--- DATA PROVIDED Enclosed Below ---

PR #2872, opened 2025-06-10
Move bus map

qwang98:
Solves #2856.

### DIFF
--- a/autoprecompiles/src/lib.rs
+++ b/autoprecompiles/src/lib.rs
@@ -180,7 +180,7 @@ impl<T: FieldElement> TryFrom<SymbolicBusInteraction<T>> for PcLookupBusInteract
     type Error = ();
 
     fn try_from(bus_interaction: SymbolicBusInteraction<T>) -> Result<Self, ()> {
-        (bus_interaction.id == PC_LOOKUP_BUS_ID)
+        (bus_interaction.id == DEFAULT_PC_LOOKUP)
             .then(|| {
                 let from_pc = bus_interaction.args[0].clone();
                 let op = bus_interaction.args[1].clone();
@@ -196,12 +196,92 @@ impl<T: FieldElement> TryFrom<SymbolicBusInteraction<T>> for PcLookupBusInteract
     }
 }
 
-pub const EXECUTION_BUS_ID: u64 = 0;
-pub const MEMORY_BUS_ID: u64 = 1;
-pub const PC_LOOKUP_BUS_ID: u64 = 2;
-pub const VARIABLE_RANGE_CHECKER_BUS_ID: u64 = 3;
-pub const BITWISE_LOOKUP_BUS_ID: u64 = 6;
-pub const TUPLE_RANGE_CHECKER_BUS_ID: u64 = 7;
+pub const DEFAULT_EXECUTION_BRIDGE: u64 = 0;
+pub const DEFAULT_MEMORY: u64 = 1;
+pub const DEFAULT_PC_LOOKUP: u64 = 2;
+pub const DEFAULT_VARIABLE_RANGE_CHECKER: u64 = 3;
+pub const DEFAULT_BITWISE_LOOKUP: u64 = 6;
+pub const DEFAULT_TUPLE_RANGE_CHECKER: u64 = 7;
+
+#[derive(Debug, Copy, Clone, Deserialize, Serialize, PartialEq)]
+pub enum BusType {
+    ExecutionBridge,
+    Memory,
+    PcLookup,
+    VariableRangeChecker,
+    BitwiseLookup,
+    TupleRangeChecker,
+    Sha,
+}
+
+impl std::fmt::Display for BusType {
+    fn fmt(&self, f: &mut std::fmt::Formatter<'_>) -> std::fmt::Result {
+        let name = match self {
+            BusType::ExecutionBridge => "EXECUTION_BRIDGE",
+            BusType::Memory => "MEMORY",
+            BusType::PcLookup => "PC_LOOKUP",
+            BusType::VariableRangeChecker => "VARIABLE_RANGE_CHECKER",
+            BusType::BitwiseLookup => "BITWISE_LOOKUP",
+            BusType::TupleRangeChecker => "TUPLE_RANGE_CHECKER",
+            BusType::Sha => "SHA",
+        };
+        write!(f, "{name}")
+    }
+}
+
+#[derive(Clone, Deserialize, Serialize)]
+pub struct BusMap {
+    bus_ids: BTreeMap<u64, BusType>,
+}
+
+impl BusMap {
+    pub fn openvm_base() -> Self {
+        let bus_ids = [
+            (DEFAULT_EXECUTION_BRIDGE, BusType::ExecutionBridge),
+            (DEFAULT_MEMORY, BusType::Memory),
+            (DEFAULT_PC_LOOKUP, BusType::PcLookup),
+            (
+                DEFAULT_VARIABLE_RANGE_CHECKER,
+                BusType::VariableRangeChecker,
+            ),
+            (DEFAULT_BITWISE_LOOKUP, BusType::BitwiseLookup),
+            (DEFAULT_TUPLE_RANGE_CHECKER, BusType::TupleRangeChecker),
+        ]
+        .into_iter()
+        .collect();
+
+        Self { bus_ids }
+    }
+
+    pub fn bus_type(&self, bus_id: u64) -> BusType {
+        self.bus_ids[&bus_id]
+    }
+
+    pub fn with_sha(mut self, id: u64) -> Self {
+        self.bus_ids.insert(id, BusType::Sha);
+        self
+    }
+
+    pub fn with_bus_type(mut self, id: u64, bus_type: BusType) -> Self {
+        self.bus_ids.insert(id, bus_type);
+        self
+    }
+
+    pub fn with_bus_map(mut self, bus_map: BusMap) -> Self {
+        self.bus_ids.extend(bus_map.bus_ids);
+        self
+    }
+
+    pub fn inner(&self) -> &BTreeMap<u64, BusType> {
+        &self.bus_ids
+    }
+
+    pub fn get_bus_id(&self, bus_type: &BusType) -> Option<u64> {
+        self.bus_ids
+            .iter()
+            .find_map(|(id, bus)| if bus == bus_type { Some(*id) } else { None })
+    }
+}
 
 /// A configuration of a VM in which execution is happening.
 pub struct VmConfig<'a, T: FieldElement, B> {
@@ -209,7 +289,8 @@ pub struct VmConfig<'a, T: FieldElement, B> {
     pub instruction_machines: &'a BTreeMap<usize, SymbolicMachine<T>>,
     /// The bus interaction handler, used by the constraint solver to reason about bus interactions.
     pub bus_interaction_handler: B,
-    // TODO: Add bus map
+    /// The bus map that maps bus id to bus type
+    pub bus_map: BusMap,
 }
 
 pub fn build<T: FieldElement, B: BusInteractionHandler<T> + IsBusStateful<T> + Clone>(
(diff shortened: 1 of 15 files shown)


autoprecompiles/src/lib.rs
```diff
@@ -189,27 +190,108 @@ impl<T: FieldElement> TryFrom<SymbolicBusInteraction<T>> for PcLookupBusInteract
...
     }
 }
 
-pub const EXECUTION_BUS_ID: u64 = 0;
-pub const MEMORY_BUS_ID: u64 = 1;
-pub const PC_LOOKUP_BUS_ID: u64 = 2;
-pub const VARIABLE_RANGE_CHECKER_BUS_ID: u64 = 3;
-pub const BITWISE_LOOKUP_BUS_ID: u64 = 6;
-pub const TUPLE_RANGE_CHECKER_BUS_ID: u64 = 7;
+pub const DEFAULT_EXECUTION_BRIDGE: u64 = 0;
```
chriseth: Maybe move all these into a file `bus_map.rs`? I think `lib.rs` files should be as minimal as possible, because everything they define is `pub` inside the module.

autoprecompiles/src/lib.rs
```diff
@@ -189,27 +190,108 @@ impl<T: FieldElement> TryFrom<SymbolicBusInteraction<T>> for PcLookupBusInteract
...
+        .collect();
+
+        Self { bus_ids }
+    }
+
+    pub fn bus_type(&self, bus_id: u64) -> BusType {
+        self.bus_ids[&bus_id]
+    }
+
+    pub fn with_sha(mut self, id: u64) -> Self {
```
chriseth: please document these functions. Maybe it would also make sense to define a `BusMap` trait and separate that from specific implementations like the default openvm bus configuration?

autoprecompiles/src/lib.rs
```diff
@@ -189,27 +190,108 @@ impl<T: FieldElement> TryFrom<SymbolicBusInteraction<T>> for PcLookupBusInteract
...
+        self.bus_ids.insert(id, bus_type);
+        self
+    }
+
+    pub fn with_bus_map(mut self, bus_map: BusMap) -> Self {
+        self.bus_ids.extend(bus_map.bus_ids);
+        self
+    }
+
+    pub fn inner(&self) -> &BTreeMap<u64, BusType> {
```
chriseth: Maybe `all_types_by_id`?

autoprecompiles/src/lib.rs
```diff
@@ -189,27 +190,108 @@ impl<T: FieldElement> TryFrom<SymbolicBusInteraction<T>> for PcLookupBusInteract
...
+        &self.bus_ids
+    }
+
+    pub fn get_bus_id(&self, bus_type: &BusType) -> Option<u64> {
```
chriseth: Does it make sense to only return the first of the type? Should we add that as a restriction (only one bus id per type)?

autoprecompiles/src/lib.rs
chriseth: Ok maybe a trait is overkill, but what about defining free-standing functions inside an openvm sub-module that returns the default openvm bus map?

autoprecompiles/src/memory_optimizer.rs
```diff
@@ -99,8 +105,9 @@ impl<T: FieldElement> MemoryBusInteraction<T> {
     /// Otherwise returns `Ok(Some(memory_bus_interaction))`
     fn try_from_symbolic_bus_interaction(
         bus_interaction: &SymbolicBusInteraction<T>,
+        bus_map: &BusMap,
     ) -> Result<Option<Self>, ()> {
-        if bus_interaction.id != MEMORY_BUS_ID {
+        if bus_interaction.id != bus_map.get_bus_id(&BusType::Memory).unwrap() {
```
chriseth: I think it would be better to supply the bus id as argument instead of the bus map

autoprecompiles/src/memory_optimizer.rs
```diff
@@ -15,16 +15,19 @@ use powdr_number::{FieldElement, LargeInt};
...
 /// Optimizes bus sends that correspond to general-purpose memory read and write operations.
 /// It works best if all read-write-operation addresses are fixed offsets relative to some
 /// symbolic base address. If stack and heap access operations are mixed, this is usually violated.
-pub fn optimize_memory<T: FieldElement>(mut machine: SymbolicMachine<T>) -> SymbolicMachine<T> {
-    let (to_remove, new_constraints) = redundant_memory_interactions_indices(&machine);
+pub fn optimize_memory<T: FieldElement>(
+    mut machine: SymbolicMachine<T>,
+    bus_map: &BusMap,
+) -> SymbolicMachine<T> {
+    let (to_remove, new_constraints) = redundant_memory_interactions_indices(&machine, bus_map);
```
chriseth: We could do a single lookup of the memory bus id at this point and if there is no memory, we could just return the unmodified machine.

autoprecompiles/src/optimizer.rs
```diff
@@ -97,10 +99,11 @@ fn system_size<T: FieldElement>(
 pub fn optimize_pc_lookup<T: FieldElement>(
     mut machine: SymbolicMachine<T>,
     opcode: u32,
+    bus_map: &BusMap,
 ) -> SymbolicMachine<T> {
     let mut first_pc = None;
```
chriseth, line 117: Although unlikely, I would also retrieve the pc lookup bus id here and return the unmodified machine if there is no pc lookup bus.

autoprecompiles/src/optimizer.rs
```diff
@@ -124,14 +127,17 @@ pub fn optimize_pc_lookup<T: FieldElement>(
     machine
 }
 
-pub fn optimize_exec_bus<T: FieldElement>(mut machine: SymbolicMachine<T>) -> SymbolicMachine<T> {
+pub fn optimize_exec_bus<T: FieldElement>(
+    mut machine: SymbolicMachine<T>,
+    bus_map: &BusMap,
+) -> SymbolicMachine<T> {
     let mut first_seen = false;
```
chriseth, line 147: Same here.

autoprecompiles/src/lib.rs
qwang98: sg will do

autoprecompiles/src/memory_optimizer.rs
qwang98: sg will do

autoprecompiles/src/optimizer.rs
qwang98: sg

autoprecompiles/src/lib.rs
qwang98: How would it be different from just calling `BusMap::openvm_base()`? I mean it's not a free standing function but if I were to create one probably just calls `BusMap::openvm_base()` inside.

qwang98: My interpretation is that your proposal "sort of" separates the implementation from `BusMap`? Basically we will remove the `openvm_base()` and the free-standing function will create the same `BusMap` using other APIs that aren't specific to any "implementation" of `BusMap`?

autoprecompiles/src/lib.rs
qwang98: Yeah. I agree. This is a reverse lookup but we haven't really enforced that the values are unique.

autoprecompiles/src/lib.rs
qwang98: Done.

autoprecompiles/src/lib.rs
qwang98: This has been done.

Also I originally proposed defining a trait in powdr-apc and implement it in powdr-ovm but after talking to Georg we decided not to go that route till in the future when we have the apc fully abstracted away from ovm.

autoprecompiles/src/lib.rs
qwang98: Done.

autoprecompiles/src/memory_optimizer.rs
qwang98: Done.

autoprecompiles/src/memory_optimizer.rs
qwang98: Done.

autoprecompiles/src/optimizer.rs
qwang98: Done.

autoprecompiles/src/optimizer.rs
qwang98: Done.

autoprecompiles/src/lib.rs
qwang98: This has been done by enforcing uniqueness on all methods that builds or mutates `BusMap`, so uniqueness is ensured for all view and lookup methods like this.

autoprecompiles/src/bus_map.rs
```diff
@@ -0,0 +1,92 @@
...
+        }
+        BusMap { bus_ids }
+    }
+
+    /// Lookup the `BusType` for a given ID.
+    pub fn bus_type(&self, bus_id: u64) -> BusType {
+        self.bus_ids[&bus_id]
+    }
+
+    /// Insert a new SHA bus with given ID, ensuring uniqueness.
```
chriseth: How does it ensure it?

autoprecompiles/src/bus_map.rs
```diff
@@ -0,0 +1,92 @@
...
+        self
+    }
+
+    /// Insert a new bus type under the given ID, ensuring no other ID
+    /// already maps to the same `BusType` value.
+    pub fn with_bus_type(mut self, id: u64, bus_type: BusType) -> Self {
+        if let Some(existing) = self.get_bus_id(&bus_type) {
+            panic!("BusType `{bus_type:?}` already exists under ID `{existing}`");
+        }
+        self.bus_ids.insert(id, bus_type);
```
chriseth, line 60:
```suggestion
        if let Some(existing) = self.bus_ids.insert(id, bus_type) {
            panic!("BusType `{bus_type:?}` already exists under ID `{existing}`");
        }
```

--- End of Enclosed DATA PROVIDED ---

[WHAT THE TASK ASKS]: Copy, please, every line from the start of the entries down to the line that holds "DEFAULT_BITWISE_LOOKUP: u64 = 6;", with both of those lines included and no others.

[TASK RESPONSE]:
PR #2872, opened 2025-06-10
Move bus map

qwang98:
Solves #2856.

### DIFF
--- a/autoprecompiles/src/lib.rs
+++ b/autoprecompiles/src/lib.rs
@@ -180,7 +180,7 @@ impl<T: FieldElement> TryFrom<SymbolicBusInteraction<T>> for PcLookupBusInteract
     type Error = ();
 
     fn try_from(bus_interaction: SymbolicBusInteraction<T>) -> Result<Self, ()> {
-        (bus_interaction.id == PC_LOOKUP_BUS_ID)
+        (bus_interaction.id == DEFAULT_PC_LOOKUP)
             .then(|| {
                 let from_pc = bus_interaction.args[0].clone();
                 let op = bus_interaction.args[1].clone();
@@ -196,12 +196,92 @@ impl<T: FieldElement> TryFrom<SymbolicBusInteraction<T>> for PcLookupBusInteract
     }
 }
 
-pub const EXECUTION_BUS_ID: u64 = 0;
-pub const MEMORY_BUS_ID: u64 = 1;
-pub const PC_LOOKUP_BUS_ID: u64 = 2;
-pub const VARIABLE_RANGE_CHECKER_BUS_ID: u64 = 3;
-pub const BITWISE_LOOKUP_BUS_ID: u64 = 6;
-pub const TUPLE_RANGE_CHECKER_BUS_ID: u64 = 7;
+pub const DEFAULT_EXECUTION_BRIDGE: u64 = 0;
+pub const DEFAULT_MEMORY: u64 = 1;
+pub const DEFAULT_PC_LOOKUP: u64 = 2;
+pub const DEFAULT_VARIABLE_RANGE_CHECKER: u64 = 3;
+pub const DEFAULT_BITWISE_LOOKUP: u64 = 6;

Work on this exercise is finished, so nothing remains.